Review the material line by line. Identify and copy every line that contains the string "command".

━━ Records to process ━━

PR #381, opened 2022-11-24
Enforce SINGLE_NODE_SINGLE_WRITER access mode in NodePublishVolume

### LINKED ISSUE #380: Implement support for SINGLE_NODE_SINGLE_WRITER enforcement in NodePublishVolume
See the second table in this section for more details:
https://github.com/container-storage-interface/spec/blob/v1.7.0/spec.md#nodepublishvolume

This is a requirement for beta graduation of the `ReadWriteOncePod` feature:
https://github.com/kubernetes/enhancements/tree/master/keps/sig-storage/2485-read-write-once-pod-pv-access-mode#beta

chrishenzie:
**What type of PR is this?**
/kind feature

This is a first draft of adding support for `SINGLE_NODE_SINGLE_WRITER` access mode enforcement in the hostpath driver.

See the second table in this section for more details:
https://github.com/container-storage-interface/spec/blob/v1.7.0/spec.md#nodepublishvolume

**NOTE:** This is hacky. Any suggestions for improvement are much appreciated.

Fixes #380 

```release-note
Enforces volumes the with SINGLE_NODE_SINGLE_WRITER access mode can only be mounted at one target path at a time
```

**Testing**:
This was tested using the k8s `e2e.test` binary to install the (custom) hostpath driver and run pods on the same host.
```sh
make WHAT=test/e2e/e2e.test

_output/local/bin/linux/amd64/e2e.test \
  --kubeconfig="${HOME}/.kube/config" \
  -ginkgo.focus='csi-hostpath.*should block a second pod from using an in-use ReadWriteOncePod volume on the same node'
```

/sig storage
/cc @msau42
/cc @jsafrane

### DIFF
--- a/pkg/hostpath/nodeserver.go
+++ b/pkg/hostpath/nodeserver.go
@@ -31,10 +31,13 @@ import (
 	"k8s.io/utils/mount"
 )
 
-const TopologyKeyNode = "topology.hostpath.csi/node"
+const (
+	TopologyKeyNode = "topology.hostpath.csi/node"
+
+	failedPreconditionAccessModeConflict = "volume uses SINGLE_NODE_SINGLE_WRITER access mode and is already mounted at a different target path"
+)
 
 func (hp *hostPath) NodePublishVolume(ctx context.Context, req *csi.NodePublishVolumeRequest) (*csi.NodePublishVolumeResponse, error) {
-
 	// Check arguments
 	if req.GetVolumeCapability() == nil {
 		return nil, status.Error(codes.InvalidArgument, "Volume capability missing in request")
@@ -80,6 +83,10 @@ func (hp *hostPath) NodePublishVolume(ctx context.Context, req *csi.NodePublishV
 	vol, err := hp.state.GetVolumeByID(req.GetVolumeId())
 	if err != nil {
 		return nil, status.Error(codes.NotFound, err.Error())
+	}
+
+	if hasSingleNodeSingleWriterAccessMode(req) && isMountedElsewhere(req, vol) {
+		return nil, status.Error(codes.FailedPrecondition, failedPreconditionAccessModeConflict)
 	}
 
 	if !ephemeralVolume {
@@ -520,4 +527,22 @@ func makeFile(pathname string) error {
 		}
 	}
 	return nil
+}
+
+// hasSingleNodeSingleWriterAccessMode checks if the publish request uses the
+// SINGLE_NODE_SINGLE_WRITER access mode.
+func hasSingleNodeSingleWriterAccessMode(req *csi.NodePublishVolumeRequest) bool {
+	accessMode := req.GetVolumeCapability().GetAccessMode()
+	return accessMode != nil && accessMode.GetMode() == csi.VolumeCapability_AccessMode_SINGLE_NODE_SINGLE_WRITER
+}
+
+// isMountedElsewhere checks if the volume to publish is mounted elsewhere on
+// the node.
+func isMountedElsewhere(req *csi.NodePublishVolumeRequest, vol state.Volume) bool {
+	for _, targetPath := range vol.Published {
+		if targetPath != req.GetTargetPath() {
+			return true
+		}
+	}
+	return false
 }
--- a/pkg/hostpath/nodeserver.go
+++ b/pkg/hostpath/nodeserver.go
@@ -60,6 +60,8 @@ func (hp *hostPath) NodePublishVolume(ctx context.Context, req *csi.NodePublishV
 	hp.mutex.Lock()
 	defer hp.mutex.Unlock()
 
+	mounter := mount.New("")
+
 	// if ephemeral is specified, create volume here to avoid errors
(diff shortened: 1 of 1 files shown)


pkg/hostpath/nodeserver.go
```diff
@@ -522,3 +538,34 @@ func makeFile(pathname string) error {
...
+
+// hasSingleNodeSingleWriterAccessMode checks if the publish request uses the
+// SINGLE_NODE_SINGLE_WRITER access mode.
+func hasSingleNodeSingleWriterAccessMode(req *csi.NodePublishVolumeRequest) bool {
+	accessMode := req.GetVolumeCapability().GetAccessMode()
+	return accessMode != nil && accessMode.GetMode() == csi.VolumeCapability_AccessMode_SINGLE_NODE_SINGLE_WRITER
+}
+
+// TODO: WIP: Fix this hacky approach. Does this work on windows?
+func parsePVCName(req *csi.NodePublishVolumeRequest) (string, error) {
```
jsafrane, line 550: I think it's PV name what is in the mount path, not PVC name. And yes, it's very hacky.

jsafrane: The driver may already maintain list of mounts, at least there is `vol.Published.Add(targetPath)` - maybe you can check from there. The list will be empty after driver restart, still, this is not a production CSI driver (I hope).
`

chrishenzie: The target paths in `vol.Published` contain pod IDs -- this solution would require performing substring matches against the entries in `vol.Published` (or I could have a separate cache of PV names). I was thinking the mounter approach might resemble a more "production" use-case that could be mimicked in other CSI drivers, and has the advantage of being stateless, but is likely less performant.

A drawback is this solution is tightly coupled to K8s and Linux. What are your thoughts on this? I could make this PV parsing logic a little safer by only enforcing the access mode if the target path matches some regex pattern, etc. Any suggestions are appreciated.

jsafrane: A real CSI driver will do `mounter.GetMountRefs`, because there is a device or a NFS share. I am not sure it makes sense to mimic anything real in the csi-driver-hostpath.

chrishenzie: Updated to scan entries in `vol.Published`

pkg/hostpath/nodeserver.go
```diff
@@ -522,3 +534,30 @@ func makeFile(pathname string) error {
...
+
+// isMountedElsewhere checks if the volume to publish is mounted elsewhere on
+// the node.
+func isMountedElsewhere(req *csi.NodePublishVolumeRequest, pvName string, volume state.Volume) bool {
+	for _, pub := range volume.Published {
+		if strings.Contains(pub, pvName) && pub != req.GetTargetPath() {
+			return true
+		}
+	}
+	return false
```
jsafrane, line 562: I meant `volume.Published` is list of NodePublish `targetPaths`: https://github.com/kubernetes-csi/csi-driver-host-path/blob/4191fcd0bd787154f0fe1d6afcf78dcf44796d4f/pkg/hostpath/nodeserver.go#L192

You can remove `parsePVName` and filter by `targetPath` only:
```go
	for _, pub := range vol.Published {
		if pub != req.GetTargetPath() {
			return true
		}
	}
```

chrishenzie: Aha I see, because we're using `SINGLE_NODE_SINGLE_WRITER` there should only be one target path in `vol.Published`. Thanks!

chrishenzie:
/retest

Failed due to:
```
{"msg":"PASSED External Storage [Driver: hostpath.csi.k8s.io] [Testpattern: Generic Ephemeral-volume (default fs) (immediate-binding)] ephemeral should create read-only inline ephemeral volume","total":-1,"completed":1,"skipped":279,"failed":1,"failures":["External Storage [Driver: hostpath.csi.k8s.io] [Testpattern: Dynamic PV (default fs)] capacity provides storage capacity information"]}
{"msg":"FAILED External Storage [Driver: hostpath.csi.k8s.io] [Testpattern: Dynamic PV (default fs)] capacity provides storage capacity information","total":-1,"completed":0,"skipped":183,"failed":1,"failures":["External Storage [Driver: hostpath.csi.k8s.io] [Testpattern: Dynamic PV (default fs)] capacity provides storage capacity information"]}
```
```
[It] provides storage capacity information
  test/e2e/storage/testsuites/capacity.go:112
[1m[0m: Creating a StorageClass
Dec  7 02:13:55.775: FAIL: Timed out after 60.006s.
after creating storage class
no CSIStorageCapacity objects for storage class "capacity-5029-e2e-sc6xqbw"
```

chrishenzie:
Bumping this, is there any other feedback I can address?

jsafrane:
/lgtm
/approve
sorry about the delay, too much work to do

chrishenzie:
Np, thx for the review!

━━━
━━ Records to process ━━

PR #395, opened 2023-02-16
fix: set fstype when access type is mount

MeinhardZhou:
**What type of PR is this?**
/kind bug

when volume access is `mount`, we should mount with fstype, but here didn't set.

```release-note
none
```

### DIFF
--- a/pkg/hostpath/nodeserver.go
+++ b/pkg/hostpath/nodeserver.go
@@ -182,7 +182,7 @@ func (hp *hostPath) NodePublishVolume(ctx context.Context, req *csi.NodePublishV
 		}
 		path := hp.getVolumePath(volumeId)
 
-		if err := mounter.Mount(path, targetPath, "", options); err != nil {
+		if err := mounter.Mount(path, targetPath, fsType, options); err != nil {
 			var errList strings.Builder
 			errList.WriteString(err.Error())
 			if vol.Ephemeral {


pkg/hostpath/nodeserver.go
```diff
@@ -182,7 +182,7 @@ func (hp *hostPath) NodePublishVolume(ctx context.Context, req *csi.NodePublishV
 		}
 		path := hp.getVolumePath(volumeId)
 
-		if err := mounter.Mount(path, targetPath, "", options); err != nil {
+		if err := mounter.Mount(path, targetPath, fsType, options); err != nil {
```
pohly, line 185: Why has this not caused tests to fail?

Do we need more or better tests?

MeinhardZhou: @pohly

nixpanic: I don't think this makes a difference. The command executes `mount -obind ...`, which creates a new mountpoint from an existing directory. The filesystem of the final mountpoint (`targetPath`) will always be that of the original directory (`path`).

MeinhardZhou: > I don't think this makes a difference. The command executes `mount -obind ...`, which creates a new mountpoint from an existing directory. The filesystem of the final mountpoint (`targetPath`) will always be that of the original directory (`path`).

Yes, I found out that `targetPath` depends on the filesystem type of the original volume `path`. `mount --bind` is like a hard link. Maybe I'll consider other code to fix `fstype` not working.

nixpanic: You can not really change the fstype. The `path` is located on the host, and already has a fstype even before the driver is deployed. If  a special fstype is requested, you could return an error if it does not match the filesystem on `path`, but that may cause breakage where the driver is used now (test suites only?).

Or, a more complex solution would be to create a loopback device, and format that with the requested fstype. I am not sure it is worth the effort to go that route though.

━━━

→ **Exercise result**
nixpanic: I don't think this makes a difference. The command executes `mount -obind ...`, which creates a new mountpoint from an existing directory. The filesystem of the final mountpoint (`targetPath`) will always be that of the original directory (`path`).
MeinhardZhou: > I don't think this makes a difference. The command executes `mount -obind ...`, which creates a new mountpoint from an existing directory. The filesystem of the final mountpoint (`targetPath`) will always be that of the original directory (`path`).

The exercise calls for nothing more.